AN oil slick affecting more than 80km of the Lebanese coastline has reached Syria and could threaten Cyprus, Turkey and Greece if left unchecked.
The spill was caused by the bombing of the Jiyyeh power station, located about 30km south of Beirut, on July 13 and 15. The oil has been spreading widely because it has so far been impossible to begin cleaning it up, while the Israeli attack on the country continues.
Achim Steiner, executive director of the United Nations Environment Programme, said: "It is nearly three weeks since the bombing of the power plant and the initial satellite imagery unfortunately confirms that the oil spill is of a significant magnitude and spreading. A co-ordinated response must urgently be allowed to proceed, so that we can limit the immediate environmental damage as well as the longer-term implications for the economy and the Lebanese people."
At least 15,000 tonnes of oil are believed to have been spilled, though experts have been unable to make thorough assessments locally because of the shelling and the true figure may be much higher. About 37,000 tonnes were spilled in the Exxon Valdez disaster, by way of comparison. Marine and bird life in the area has been badly affected, and many beaches ruined.
Wael Hmaidan, co-ordinator of the oil spill working group in Lebanon, said: "This is a huge catastrophe, among other catastrophes. If this was happening by itself, it would be the biggest event of the year in the Mediterranean."
Mr Hmaidan estimated that the spill had caused at least $200m (€157m, £106m) in damage so far, and was spreading unhindered. He feared the spill could reach as far as Greece and Cyprus if action was not taken soon.
He said an attempt to assess the damage from land had to be abandoned because the roads in the area were coming under Israeli attack.
Fishermen in the region have reported the death of thousands of fish and seabirds from the slick, which has coated the coast in heavy fuel oil, and they have been unable to fish. There are important nurseries for fish in the area, which have been destroyed, and the slick threatens local populations of the rare green turtle, whose eggs hatch at this time of year. Bluefin tuna, an important commercial species, are also present in the area.

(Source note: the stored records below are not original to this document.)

Issue #4718, opened 2021-03-05
ResNeSt backbone cascade rcnn can not use async_inference_detector, async_simple_test() takes 3 positional arguments but 4 were given


JustinhoCHN:
**Describe the bug**
I was trying to use my ResNeSt backbone cascade rcnn model with ```async_inference_detector```, but it raised an error:
```
Traceback (most recent call last):
  File "tools/batch_inference_async.py", line 77, in <module>
    asyncio.run(main())
  File "/home/huzhihao/anaconda3/envs/open-mmlab/lib/python3.7/asyncio/runners.py", line 43, in run
    return loop.run_until_complete(main)
  File "/home/huzhihao/anaconda3/envs/open-mmlab/lib/python3.7/asyncio/base_events.py", line 587, in run_until_complete
    return future.result()
  File "tools/batch_inference_async.py", line 61, in main
    await async_inference_detector(model, test_img)
  File "/home/huzhihao/anaconda3/envs/open-mmlab/lib/python3.7/site-packages/mmdet-2.9.0-py3.7.egg/mmdet/apis/inference.py", line 179, in async_inference_detector
    result = await model.aforward_test(rescale=True, **data)
  File "/home/huzhihao/anaconda3/envs/open-mmlab/lib/python3.7/site-packages/mmdet-2.9.0-py3.7.egg/mmdet/models/detectors/base.py", line 121, in aforward_test
    return await self.async_simple_test(img[0], img_metas[0], **kwargs)
  File "/home/huzhihao/anaconda3/envs/open-mmlab/lib/python3.7/site-packages/mmdet-2.9.0-py3.7.egg/mmdet/models/detectors/two_stage.py", line 185, in async_simple_test
    x, proposal_list, img_meta, rescale=rescale)
TypeError: async_simple_test() takes 3 positional arguments but 4 were given
```

**BUT !** If I replace the model cfg and weights that ```mmdetection/tests/test_runtime/async_benchmark.py``` supplies, there's no error.

**Reproduction**
codes and models are here: [baiduwangpan](https://pan.baidu.com/s/1rx9i2uik-rMfxOc_weph_A) code: nh11

running command:
```
python tools/batch_inference_async.py workdir/big_model/cascade_rcnn_s101_fpn_syncbn-backbone+head_mstrain-range_1x_coco_fp16.py workdir/big_model/epoch_11.pth --imgs data/random_testset/ --batch_size 8 --device 1
```

mmcv-full: 1.2.7
[...]

PR #4941, opened 2021-04-12
Fix async error and privide aysnc demo

hhaAndroid:
resolved: #4718

### DIFF
--- a/demo/image_demo.py
+++ b/demo/image_demo.py
@@ -15,7 +15,7 @@ def parse_args():
     parser.add_argument(
         '--score-thr', type=float, default=0.3, help='bbox score threshold')
     parser.add_argument(
-        '--async-infer',
+        '--async-test',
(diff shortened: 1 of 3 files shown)


demo/image_demo.py
```diff
@@ -12,8 +14,15 @@ def main():
         '--device', default='cuda:0', help='Device used for inference')
     parser.add_argument(
         '--score-thr', type=float, default=0.3, help='bbox score threshold')
+    parser.add_argument(
+        '--async-infer',
```
ZwwWayne, line 18: --async shoud be OK

hhaAndroid: if use --async, `args.async` will show python keyword conflicts in IDE. Although it will not an error, it is not very good.

ZwwWayne (approved):

PR #5363, opened 2021-06-15
[Fix] Not use deprecated pretrained kwarg when it is None

RangiLyu:
Currently, there is still some code setting `backbone.pretrained = pretrained` even when it is not used. This will cause unable to use mmcls backbones since there is no `pretrained` kwarg in mmcls.
This PR fixes this problem.

### DIFF
--- a/mmdet/models/detectors/rpn.py
+++ b/mmdet/models/detectors/rpn.py
@@ -1,3 +1,5 @@
+import warnings
+
 import mmcv
 import torch
 from mmcv.image import tensor2imgs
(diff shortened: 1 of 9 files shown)


ZwwWayne (approved):

mmdet/models/detectors/rpn.py
```diff
@@ -20,7 +22,10 @@ def __init__(self,
                  pretrained=None,
                  init_cfg=None):
         super(RPN, self).__init__(init_cfg)
-        backbone.pretrained = pretrained
+        if pretrained:
+            warnings.warn('DeprecationWarning: pretrained is a deprecated, '
```
ZwwWayne, line 26: a deprecated -> deprecated

innerlee:
Gentle reminder: for bug fixes, it is advised to add tests.

PR #5374, opened 2021-06-16
Unified FCOS and  VFNet bbox coder

hhaAndroid:
## Motivation
In order to facilitate the unified post-processing process and optimize the code, it is necessary to consider the unified FCOS and VFNet bbox coder

## Modification
1  Add `DistancePointBBoxCoder` in `mmdet/core/bbox/coder`
2  Replace distance2bbox in FCOS and VFNet with bbox_coder in get_bbox_single.

VFNet still has problems.


jshilong (commented):
It is better to benchmark the performance of training and testing.
And it is better to merge it to `refactor_dense` to avoid BC-breaking.

ZwwWayne:
Overall this PR LGTM. May fully apply box coder in these two heads, e.g., in get_targets etc.

jshilong (approved):

hhaAndroid:
> Overall this PR LGTM. May fully apply box coder in these two heads, e.g., in get_targets etc.

I have unified the FCOS Head, but VFNet has problems because it inherits ATSS and FCOS and there will be problems. The best solution is to refactor the VFNet Head code In the future. The current inheritance logic makes the code very difficult to understand.

PR #5403, opened 2021-06-21
[Feature] Add support for mask diagonal flip in TTA

yeliudev:
Add support for mask diagonal flip in `mmdet/core/post_processing/merge_augs.py` for test-time augmentation.


ZwwWayne:
Hi @yeliudev ,
Thanks for the PR, would you like to also write a unit test for that?

yeliudev:
> Hi @yeliudev ,
> Thanks for the PR, would you like to also write a unit test for that?

Thanks for your review. I've added the unit tests but I'm not sure whether they are in the right place.

hhaAndroid (approved):

PR #5431, opened 2021-06-24
[Fix] fix ssd_vgg backbone bug

BIGWangYuDong:
Fix SSD-VGG backbone bug,
`elif pretrained is None` need follow `if instance(Pretrained, str)`


RangiLyu (approved):
Thanks for fixing the misposition of code. Need to merge asap.

PR #5479, opened 2021-06-29
Update analyze_logs.py

Y-M-Y:
_Thank you very much_ for bringing great help to my research. I encountered a small problem in the process of using it, and I have already proposed the bug and my solution in _**issue 5396**_. I was told that I could create a PR to fix that, so I give it a try by creating this PR.

**Describe the bug**
When using the `plot_curve` function `tools/analysis_tools/analyze_logs.py` to plot the curve of loss-iteration, loss values with a large number of iterations will be misplaced in front of the loss with a small number of iterations. Therefore, some details of the loss-iteration curve are disorderly.
Figure_1

There could be some problems with the setting of abscissa(iters). I checked the `plot_curve` fucntion in `tools/analysis_tools/analyze_logs.py` and found that `num_iters_per_epoch` could not return the right value. It returns the iter of `mode:val` instead of the last/biggest number of `mode:train` in log.json file.

**Reproduction**
Using `python tools/analysis_tools/analyze_logs.py plot_curve log.json --keys loss_cls --legend loss_cls` to plot curve.
Here's my log and log.json file.
[logandlogjason20210619_165226.zip](https://github.com/open-mmlab/mmdetection/files/6681733/logandlogjason20210619_165226.zip)

**Bug fix**
I tried a method that can solve my problem, but it may not work for all related problems.

ln `line 68` of `tools/analysis_tools/analyze_logs.py`, I changed `num_iters_per_epoch = log_dict[epochs[0]]['iter'][-1]` to `num_iters_per_epoch = log_dict[epochs[0]]['iter'][-2]`. After the change, `num_iters_per_epoch` could return the last value of `mode:train` instead of the value of `mode:val`.
Figure_2

The solution only works when there is only one value of `mode:val`.

Thanks again.

**PS**
I do **NOT** check the potential influence on downstream projects, please pay attention.

### DIFF
--- a/tools/analysis_tools/analyze_logs.py
+++ b/tools/analysis_tools/analyze_logs.py
@@ -65,7 +65,7 @@ def plot_curve(log_dicts, args):
             else:
                 xs = []
                 ys = []
-                num_iters_per_epoch = log_dict[epochs[0]]['iter'][-1]
+                num_iters_per_epoch = log_dict[epochs[0]]['iter'][-2]
                 for epoch in epochs:
                     iters = log_dict[epoch]['iter']
                     if log_dict[epoch]['mode'][-1] == 'val':


OpenMMLab-Assistant-004:
Hi @Y-M-Y ！First of all, we want to express our gratitude for your significant PR in the mmdetection project. Your contribution is highly appreciated, and we are grateful for your efforts in helping improve this open-source project during your personal time. We believe that many developers will benefit from your PR.

If you have WeChat，welcome to join our community on WeChat. You can add our assistant ：openmmlabwx. Please add "mmsig + Github ID" as a remark when adding friends：）

PR #5515, opened 2021-07-02
[Refactor] refactor losses function, support key `reduction_override`

BIGWangYuDong:
Firstly, I used `weight_reduce_loss` to rewrite the forward function and, added `reduction` key in `__init__`, the reduction defaults to mean. Meanwhile, I refactored the GHMC, GHMR forward function in `ghm_loss.py`, which make the loss function can support the key `reduction_override `.

Then I supplemented the losses test unit, to ensure that the losses of the same task can be replaced.

I have confirmed the results of GHMC and GHMR are the same as before the modification.

### DIFF
--- a/mmdet/models/losses/ghm_loss.py
+++ b/mmdet/models/losses/ghm_loss.py
@@ -3,6 +3,7 @@ import torch.nn as nn
 import torch.nn.functional as F
 
 from ..builder import LOSSES
+from .utils import weight_reduce_loss
 
 
 def _expand_onehot_labels(labels, label_weights, label_channels):
@@ -30,9 +31,16 @@ class GHMC(nn.Module):
         momentum (float): The parameter for moving average.
         use_sigmoid (bool): Can only be true for BCE based loss now.
         loss_weight (float): The weight of the total GHM-C loss.
+        reduction (str): Options are "none", "mean" and "sum".
+            Defaults to "sum"
     """
 
-    def __init__(self, bins=10, momentum=0, use_sigmoid=True, loss_weight=1.0):
+    def __init__(self,
+                 bins=10,
+                 momentum=0,
+                 use_sigmoid=True,
+                 loss_weight=1.0,
+                 reduction='mean'):
         super(GHMC, self).__init__()
         self.bins = bins
         self.momentum = momentum
@@ -46,8 +54,14 @@ class GHMC(nn.Module):
         if not self.use_sigmoid:
             raise NotImplementedError
         self.loss_weight = loss_weight
+        self.reduction = reduction
 
-    def forward(self, pred, target, label_weight, *args, **kwargs):
+    def forward(self,
+                pred,
+                target,
+                label_weight,
+                reduction_override=None,
+                **kwargs):
         """Calculate the GHM-C loss.
 
         Args:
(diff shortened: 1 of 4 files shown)


ZwwWayne:
We can consider add a unit test that uses Faster R-CNN as a base config, then change to use different regression loss in the config and run forward. This could ensure compatibility in the interfaces of each loss.

tests/test_models/test_loss_compatibility.py
```diff
@@ -0,0 +1,193 @@
...
+    }
+    img_metas = [img_matas]
+    cfg_model = ConfigDict(cfg_model)
+
+    # verify bbox loss function compatibility
+    for loss_bbox in loss_bboxes:
+        cfg_model.roi_head.bbox_head.loss_bbox = loss_bbox
+        model = build_detector(cfg_model)
+        loss = model.forward_train(imgs, img_metas, gt_bboxes, gt_labels)
+        assert isinstance(loss['loss_cls'], torch.Tensor)
```
ZwwWayne, line 184: we usually test whether loss is greater than 0

tests/test_models/test_loss_compatibility.py
```diff
@@ -0,0 +1,193 @@
...
+
+
+def test_loss_compatibility():
+    """Test loss_cls and loss_bbox compatibility.
+
+    Using Faster R-CNN as a sample, modifying the loss function in the config
+    file to verify the compatibility of Loss APIS
+    """
+    # Faster R-CNN config dict
+    cfg_model = dict(
```
ZwwWayne, line 15: Can we directly use _base_/models/faster_rcnn_r50_fpn.py?

BIGWangYuDong:
We split the `test_loss_compatibility` unit into `test_cls_loss_compatibility` and `test_box_loss_compatibility` 

We first use `_demo_mm_inputs` from test_forward.py to load the config file and build the detector. Then, we use `_get_detector_cfg` to generate a  non-empty truth batch and feed it into the `detector.forward_train`. It is important to set roi_head.bbox_head.reg_decoded_bbox be True when using IoULoss.

We rewrite the test unit to support pytest and change the way of assertion. In the latest version, we assert whether loss is greater than 0.

tests/test_models/test_loss_compatibility.py
```diff
@@ -0,0 +1,78 @@
+import pytest
+from test_forward import _demo_mm_inputs, _get_detector_cfg
```
ZwwWayne, line 2: may put this into the function to avoid modifing setup_cfg

mmdet/models/losses/ghm_loss.py
```diff
@@ -3,6 +3,7 @@
 import torch.nn.functional as F
 
 from ..builder import LOSSES
+from .utils import weight_reduce_loss
```
ZwwWayne, line 6: need to rebenchmark a retinanet-GHM

BIGWangYuDong:
Being re-benchmark retinanet-GHM on the slurm, will get the result tomorrow

BIGWangYuDong:
Being re-benchmark retinanet-GHM on the slurm, will get the result tomorrow

BIGWangYuDong:
@ZwwWayne 
got 37.4 or 37.1 mAP on R-50-FPN, which is higher than the original 37.0 mAP.
image

ZwwWayne (approved):

PR #5540, opened 2021-07-06
[Fix] Use `warnings.warn` instead of `logger.warning`

AronLin:
Logger.warning() will report a warning message every time during inference.
We should fix it.

### DIFF
--- a/mmdet/models/roi_heads/point_rend_roi_head.py
+++ b/mmdet/models/roi_heads/point_rend_roi_head.py
@@ -1,6 +1,6 @@
 # Modified from https://github.com/facebookresearch/detectron2/tree/master/projects/PointRend  # noqa
-import logging
 import os
+import warnings
 
 import numpy as np
 import torch
@@ -11,8 +11,6 @@ from mmdet.core import bbox2roi, bbox_mapping, merge_aug_masks
 from .. import builder
 from ..builder import HEADS
 from .standard_roi_head import StandardRoIHead
-
-logger = logging.getLogger(__name__)
 
 
 @HEADS.register_module()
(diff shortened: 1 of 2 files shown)


mmdet/models/dense_heads/corner_head.py
```diff
@@ -791,8 +793,8 @@ def _bboxes_nms(self, bboxes, labels, cfg):
             return bboxes, labels
 
         if 'nms_cfg' in cfg:
-            warning.warn('nms_cfg in test_cfg will be deprecated. '
-                         'Please rename it as nms')
+            logger.warning('nms_cfg in test_cfg will be deprecated. '
```
jshilong, line 796: logger.warning can not print only once

mmdet/models/dense_heads/ga_rpn_head.py
```diff
@@ -83,7 +85,7 @@ def _get_bboxes_single(self,
 
         # deprecate arguments warning
         if 'nms' not in cfg or 'max_num' in cfg or 'nms_thr' in cfg:
-            warnings.warn(
+            logger.warning(
```
jshilong, line 88: Every forward will print it

jshilong:
logger.warning can not print message only once, you should check all your changed warning

mmdet/core/anchor/anchor_generator.py
```diff
@@ -320,8 +323,10 @@ def grid_anchors(self, featmap_sizes, device='cuda'):
                 are the sizes of the corresponding feature level, \
                 num_base_anchors is the number of anchors for that level.
         """
-        warnings.warn('``grid_anchors`` would be deprecated soon. '
-                      'Please use ``grid_priors`` ')
+        if rank == 0:
+            # warnings.warn only print once
```
ZwwWayne, line 327: See https://github.com/open-mmlab/mmdetection/blob/c6515a7b84f8adb248adb789fd04358d0093b88d/mmdet/apis/inference.py#L46

jshilong (approved):
LGTM

ZwwWayne (approved):

PR #5544, opened 2021-07-06
Support DropBlock with Retinanet

hhaAndroid:
add DropBlock to improve model performance.


mmdet/models/__init__.py
```diff
@@ -8,6 +8,7 @@
 from .losses import *  # noqa: F401,F403
 from .necks import *  # noqa: F401,F403
 from .roi_heads import *  # noqa: F401,F403
+from .plugin import *  # noqa: F401,F403
```
ZwwWayne, line 11: plugin -> plugins

ZwwWayne (approved):

PR #5554, opened 2021-07-07
[WIP]Base Classes for Single-Stage Instance Segmentation

jshilong:
## Motivation
We need some general-enough BaseClasses for One-Stage Instance Segmentation, Such as `SingleStageInstanceSegmentor` compare to One-Stage detector and `BaseMaskHead` compare to `BaseDenseHead`

## Modification
This PR adds `base_mask_head.py` and `single_stage_instance_seg.py`  and modify the existed method Yolact and SOLO to be compatible with base classes,
This base class will be used in the following methods  to prove its versatility
- [ ] SOLO
- [x] YOLACT
- [ ] SOLOv2
- [ ] CondInst

## BC-breaking (Optional)
For Yolact


mmdet/core/post_processing/matrix_nms.py
```diff
@@ -0,0 +1,78 @@
...
+    """
+    Point NMS
+    Args:
+        heat (Tensor): shape (b, n, h, w)
+        kernel (int): kernel size, must be 2
+    Returns:
+        Tensor: cate_pred, tensors of shape (b, n, h, w)
+    """
+    hmax = nn.functional.max_pool2d(
+        heat, (kernel, kernel), stride=1, padding=1)
```
RangiLyu, line 76: This function can be more general. Since the logic is the same with `get_local_maximum` in CornerNet and CenterNet, it can be used in these algorithms.

jshilong: This PR only confirm the base class is general enough for four Algorithm, then @BIGWangYuDong would refactor the SOLO on his own PR, @BIGWangYuDong Please note this comment

BIGWangYuDong: OK

mmdet/models/losses/dice_loss.py
```diff
@@ -0,0 +1,55 @@
...
+        Args:
+            use_sigmoid (bool, optional): Whether to the prediction is
+                used for sigmoid or softmax. Defaults to True.
+            loss_weight (float, optional): Weight of loss. Defaults to 1.0.
+        """
+        super(DiceLoss, self).__init__()
+        self.use_sigmoid = use_sigmoid
+        self.loss_weight = loss_weight
+
+    def forward(self, pred, target):
```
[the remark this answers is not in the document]
jshilong: we have supported it before, The code is under refactoring

mmdet/models/detectors/single_stage_instance_seg.py
```diff
@@ -0,0 +1,189 @@
...
+import numpy as np
+import torch
+
+from mmdet.core import bbox2result
+from ..builder import DETECTORS, build_backbone, build_head, build_neck
+from .base import BaseDetector
+
+
+@DETECTORS.register_module()
+class SingleStageInstanceSegmentor(BaseDetector):
```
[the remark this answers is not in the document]
jshilong: Sometimes we do not need bbox_head sometimes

International agencies, including the United Nations, are monitoring the situation. A clean-up operation could be launched within a few days if hostilities ceased, and the initial clean-up would take at least a week, although to clean the slick fully will take about six months, and the effects will continue to be felt for several years.
The Regional Marine Pollution Emergency Response Centre for the Mediterranean Sea (Rem-pec), based in Malta, is giving daily advice to the Lebanese Ministry of the Environment on how to tackle the fuel oil slick.
Experts fear that the continuing bombing may result in further pollution incidents, such as the leak of toxic chemicals from industrial facilities hit by bombs.